* [Aim of the task]: Where in the records does the word "until" occur? Copy each line in which it does.

Collected data
□ □ □ □ □ □ □
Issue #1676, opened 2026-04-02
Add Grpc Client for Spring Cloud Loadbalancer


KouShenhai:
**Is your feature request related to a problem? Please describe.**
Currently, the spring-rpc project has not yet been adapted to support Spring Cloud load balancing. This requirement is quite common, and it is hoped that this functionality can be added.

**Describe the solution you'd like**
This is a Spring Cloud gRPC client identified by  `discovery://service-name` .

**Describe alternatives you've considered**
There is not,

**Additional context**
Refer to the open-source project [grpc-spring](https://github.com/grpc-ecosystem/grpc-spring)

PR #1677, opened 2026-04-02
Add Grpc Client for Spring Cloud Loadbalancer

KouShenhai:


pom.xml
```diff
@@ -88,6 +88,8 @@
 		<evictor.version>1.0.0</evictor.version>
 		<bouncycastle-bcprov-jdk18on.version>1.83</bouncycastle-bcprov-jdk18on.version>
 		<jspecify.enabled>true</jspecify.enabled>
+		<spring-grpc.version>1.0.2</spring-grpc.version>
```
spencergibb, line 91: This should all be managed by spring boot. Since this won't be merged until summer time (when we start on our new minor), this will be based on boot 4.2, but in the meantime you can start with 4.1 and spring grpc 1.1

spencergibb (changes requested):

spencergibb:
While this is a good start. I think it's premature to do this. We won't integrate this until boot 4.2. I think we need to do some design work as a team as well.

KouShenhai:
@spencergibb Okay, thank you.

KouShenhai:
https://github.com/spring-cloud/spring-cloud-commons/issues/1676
□ □ □ □ □ □ □
* [Expected output]:
spencergibb, line 91: This should all be managed by spring boot. Since this won't be merged until summer time (when we start on our new minor), this will be based on boot 4.2, but in the meantime you can start with 4.1 and spring grpc 1.1
While this is a good start. I think it's premature to do this. We won't integrate this until boot 4.2. I think we need to do some design work as a team as well.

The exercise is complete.